Reviewed by Terrence Paris

Terrence Paris is Public Services Librarian at Mount St. Vincent
University in Halifax.

Review

The contribution of writers to the definition of Quebec nationalism has
long been recognized; the ideological content of the work of visual
artists has been less extensively analyzed. Albert Laliberté
(1878–1953) was inspired by the labors and exploits of the pioneers
and public figures who helped create a unique society on the North
American continent. He expressed his pride and nostalgia in his vast
output of more than 700 sculptures, ranging from clay maquettes to a few
bronze monuments—such as his most famous commission depicting Dollard
Des Ormeaux, the hero of Long-Sault, flanked by a female figure
symbolizing Victory and France.

Laliberté appears alienated from the mainstream of twentieth-century
art, and, indeed from the whole of modern industrial civilization. The
titles of his symbolic figures suggest pessimism and anxiety—Le
Désespoir, L’Angoisse, Les Déchus—while his evocation of the hard,
simple lives of the farmer and the craftsman in his series of figurines
“Légendes, métiers et coutumes disparus du Canada” expresses a
yearning for past values and social mores. In 1935, Annette Doré
commented, “all his compositions bear the stamp of 1900: a taste for
circumlocution, symbols, something of the romantic.”
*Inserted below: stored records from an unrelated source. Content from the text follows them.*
PR #185, opened 2016-11-01
Always clean between builds. Remove --noclean option entirely.

ixdy:
I think this will fix https://github.com/kubernetes/kubernetes/issues/36000, but I'm still testing.

cc @saad-ali


david-mcmahon:
Sorry I bothered you to look at this. I think the fix is https://github.com/kubernetes/kubernetes/pull/36028.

The reproductions that make up the bulk of the catalogue compiled for
the 1990 retrospective at the Montreal Museum of Fine Arts indicate that
Laliberté felt no need to evolve a style beyond the one he learned
while a student at the Ecole des Beaux Arts in Paris. The photographs of
terracotta, plaster, bronze, and marble sculptures are arranged
chronologically, and are accompanied by extensive commentaries,
exhibition histories, and bibliographic notes. Cloutier does not try to
promote Laliberté as an important artist, but she does offer a context
in which his work can be appreciated as a noteworthy contribution to
Quebec’s cultural and ideological heritage.